Collection entries:
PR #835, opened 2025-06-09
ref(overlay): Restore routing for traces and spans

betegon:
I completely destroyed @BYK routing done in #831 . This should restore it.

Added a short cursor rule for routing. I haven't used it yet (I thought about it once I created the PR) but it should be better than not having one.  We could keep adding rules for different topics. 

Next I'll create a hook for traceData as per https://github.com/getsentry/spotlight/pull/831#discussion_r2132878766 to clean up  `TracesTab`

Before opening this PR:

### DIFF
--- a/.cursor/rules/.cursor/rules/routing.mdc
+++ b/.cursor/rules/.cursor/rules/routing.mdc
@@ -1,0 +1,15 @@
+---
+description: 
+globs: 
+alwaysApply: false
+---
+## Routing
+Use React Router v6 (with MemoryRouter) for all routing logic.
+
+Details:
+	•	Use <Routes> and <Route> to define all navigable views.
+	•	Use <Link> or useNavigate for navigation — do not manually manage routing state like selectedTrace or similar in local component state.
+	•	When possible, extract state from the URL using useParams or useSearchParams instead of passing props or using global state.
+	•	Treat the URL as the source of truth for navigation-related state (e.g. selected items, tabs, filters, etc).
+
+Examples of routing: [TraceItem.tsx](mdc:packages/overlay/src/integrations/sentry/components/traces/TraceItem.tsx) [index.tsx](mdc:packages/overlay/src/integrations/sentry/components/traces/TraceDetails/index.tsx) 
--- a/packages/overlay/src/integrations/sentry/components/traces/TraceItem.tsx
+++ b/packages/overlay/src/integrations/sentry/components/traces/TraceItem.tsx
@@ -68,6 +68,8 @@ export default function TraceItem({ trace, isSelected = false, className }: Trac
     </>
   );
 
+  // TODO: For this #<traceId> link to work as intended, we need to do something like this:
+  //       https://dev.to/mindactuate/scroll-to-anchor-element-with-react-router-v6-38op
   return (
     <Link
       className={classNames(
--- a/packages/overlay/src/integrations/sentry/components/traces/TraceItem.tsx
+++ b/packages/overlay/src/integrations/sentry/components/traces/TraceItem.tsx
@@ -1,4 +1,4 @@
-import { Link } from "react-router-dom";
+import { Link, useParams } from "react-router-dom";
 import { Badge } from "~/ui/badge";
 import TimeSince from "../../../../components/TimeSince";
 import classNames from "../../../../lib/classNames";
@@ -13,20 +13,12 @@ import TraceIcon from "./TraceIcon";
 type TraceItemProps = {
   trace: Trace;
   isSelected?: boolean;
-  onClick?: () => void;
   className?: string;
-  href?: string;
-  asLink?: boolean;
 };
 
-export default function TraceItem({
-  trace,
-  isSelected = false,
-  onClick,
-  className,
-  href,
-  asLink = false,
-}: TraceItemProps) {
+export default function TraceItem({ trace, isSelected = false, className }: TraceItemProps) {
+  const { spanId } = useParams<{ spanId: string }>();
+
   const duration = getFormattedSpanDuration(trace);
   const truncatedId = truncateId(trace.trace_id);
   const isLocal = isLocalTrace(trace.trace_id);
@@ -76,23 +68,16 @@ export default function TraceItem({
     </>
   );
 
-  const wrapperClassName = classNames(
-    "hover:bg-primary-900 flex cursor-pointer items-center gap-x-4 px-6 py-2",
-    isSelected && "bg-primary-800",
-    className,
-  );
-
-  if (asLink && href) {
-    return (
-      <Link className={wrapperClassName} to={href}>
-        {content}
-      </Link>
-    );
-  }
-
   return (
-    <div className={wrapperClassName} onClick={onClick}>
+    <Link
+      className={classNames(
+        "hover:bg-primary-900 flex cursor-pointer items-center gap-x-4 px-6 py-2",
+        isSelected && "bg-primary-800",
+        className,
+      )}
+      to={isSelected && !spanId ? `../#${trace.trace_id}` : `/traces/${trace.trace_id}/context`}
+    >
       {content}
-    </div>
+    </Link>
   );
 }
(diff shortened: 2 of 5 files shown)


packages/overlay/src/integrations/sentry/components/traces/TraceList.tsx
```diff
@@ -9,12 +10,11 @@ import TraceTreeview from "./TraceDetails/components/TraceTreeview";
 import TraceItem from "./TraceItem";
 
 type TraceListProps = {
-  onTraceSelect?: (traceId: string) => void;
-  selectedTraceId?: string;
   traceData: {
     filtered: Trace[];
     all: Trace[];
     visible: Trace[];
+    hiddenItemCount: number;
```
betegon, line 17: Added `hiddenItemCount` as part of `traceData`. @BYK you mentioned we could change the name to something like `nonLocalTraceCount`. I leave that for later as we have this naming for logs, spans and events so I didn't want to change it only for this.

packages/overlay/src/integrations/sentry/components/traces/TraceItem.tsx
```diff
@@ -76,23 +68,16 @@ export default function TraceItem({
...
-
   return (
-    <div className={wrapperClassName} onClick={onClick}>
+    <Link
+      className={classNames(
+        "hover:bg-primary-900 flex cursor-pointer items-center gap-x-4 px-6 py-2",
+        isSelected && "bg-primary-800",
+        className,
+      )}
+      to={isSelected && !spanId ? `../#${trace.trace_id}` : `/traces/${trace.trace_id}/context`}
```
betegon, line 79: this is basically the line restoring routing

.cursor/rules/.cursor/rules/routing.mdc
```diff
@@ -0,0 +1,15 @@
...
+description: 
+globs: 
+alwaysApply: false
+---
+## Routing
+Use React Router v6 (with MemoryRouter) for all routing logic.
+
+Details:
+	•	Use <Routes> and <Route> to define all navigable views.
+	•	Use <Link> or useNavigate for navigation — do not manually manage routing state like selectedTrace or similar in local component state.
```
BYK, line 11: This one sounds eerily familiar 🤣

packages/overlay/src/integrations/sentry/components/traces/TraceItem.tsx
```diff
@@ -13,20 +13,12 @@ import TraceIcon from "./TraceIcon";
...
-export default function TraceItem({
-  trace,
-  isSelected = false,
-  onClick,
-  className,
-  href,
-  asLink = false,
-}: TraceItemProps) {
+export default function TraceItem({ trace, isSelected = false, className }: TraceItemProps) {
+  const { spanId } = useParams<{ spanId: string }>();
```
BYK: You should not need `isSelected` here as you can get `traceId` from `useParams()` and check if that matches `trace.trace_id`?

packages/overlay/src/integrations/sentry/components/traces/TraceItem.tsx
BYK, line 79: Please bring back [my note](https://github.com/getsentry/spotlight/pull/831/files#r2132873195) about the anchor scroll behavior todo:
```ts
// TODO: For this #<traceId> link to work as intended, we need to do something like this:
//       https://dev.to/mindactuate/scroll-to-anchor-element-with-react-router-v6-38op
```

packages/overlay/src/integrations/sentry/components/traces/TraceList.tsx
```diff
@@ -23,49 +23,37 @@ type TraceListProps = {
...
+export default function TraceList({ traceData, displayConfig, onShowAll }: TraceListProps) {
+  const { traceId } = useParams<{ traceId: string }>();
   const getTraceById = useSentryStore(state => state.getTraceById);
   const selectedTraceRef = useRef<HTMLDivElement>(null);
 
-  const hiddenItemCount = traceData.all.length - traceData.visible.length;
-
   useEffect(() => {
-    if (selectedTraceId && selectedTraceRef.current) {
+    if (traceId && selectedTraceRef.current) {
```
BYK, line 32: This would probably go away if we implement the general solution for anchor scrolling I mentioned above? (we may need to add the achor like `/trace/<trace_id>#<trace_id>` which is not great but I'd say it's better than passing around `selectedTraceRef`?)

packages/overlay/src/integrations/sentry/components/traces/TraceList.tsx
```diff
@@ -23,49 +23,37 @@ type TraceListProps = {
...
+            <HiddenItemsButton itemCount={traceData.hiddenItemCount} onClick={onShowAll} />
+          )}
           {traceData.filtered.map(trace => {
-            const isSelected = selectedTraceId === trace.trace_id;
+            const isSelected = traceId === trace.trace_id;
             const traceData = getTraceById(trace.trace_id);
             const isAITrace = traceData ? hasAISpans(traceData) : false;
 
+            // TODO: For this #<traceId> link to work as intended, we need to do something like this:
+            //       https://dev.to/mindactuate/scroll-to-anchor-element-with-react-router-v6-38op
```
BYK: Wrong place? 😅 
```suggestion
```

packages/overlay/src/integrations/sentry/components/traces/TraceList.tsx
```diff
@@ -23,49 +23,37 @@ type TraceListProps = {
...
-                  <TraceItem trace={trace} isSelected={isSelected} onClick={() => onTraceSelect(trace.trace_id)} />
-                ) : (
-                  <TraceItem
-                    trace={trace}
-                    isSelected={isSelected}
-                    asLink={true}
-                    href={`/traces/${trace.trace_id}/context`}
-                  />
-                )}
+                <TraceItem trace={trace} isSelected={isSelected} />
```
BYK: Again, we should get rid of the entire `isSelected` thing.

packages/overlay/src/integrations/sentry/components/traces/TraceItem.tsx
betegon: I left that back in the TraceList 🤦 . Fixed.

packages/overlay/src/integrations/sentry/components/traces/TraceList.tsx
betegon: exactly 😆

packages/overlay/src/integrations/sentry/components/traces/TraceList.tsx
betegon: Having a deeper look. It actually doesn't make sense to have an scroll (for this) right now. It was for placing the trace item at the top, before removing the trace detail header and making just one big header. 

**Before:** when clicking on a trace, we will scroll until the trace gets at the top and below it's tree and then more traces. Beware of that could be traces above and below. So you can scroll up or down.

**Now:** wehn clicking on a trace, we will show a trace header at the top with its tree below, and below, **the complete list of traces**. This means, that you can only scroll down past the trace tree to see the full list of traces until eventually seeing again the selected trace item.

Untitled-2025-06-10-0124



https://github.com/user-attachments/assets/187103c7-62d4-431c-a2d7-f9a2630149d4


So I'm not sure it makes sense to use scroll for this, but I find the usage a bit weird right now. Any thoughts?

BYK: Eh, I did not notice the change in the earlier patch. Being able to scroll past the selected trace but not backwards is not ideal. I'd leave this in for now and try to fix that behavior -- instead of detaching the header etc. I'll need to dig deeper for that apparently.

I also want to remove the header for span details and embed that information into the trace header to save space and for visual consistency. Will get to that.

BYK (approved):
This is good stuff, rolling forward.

---

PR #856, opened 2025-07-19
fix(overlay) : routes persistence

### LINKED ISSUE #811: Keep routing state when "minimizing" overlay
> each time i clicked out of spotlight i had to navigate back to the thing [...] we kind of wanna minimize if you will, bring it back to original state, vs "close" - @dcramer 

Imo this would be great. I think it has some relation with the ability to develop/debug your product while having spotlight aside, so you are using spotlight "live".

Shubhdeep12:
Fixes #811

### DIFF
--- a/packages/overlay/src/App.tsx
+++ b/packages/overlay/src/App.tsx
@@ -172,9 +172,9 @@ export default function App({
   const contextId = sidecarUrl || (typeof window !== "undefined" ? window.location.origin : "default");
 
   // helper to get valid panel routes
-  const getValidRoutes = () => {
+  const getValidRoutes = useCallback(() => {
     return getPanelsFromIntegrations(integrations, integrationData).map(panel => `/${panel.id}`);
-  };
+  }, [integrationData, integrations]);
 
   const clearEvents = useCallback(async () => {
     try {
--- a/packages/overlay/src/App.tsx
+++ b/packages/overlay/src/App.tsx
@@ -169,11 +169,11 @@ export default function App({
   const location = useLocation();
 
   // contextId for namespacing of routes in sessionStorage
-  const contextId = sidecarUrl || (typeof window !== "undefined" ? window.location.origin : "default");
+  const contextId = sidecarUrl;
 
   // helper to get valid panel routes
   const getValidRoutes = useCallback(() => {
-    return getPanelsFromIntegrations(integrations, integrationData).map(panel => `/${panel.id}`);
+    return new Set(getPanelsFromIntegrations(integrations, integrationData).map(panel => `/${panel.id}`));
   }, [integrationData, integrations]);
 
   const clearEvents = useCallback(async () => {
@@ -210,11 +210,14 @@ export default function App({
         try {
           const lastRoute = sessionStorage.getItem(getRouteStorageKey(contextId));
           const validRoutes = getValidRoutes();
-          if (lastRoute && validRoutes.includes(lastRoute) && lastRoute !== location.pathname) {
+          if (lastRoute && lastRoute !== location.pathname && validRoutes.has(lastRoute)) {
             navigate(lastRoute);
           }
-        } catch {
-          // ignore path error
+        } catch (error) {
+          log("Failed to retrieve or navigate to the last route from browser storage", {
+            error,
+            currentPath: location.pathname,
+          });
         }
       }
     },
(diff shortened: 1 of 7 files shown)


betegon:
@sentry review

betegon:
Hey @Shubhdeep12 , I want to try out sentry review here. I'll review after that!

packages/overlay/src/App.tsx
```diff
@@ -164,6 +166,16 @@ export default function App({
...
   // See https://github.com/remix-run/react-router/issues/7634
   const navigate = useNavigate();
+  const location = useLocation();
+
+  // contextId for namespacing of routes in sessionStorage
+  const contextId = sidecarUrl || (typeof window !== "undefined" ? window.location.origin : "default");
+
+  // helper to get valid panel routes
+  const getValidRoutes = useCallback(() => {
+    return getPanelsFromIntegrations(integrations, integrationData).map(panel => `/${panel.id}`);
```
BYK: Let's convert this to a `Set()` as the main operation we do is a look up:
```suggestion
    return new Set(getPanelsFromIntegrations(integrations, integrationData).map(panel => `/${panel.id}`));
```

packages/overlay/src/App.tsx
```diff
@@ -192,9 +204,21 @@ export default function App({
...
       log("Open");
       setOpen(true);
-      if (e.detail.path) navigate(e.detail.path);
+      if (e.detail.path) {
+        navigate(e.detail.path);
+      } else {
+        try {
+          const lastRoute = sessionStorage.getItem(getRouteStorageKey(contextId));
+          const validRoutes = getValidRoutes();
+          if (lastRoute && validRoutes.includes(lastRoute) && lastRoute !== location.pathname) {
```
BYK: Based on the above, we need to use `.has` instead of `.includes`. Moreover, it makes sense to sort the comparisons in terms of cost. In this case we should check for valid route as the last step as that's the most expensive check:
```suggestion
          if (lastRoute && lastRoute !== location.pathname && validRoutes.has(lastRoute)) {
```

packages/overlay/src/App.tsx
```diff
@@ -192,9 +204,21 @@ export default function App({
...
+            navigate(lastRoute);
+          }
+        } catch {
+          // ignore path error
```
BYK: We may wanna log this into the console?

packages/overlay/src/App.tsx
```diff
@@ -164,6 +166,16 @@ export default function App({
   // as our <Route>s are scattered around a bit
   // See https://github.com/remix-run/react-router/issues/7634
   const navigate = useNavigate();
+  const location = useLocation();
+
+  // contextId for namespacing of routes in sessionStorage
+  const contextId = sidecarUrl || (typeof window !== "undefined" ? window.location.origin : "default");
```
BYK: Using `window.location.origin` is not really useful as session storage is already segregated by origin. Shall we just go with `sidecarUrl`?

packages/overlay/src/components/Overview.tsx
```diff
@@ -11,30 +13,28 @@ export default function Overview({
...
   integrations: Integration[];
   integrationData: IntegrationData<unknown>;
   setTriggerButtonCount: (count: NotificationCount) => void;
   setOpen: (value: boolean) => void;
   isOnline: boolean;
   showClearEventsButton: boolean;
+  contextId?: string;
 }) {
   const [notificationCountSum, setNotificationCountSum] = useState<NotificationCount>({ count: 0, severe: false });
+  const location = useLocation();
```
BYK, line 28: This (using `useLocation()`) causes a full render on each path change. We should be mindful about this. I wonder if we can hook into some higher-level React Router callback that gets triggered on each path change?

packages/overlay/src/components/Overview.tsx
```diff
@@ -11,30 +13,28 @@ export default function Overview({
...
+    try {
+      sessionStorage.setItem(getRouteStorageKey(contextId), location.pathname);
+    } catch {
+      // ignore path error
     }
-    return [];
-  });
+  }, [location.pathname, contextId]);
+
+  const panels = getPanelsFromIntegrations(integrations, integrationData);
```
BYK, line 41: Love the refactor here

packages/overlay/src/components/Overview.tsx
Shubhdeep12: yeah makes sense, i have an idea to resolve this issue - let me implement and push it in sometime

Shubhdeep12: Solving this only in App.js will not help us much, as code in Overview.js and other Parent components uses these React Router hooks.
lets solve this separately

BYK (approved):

▶ WORK REQUIRED
Using the data above, repeat exactly the lines that begin at the line with "PR #835, opened 2025-06-09" and end at the line with "using global state.", both ends included.

▶ TASK SOLUTION
PR #835, opened 2025-06-09
ref(overlay): Restore routing for traces and spans

betegon:
I completely destroyed @BYK routing done in #831 . This should restore it.

Added a short cursor rule for routing. I haven't used it yet (I thought about it once I created the PR) but it should be better than not having one.  We could keep adding rules for different topics. 

Next I'll create a hook for traceData as per https://github.com/getsentry/spotlight/pull/831#discussion_r2132878766 to clean up  `TracesTab`

Before opening this PR:

### DIFF
--- a/.cursor/rules/.cursor/rules/routing.mdc
+++ b/.cursor/rules/.cursor/rules/routing.mdc
@@ -1,0 +1,15 @@
+---
+description: 
+globs: 
+alwaysApply: false
+---
+## Routing
+Use React Router v6 (with MemoryRouter) for all routing logic.
+
+Details:
+	•	Use <Routes> and <Route> to define all navigable views.
+	•	Use <Link> or useNavigate for navigation — do not manually manage routing state like selectedTrace or similar in local component state.
+	•	When possible, extract state from the URL using useParams or useSearchParams instead of passing props or using global state.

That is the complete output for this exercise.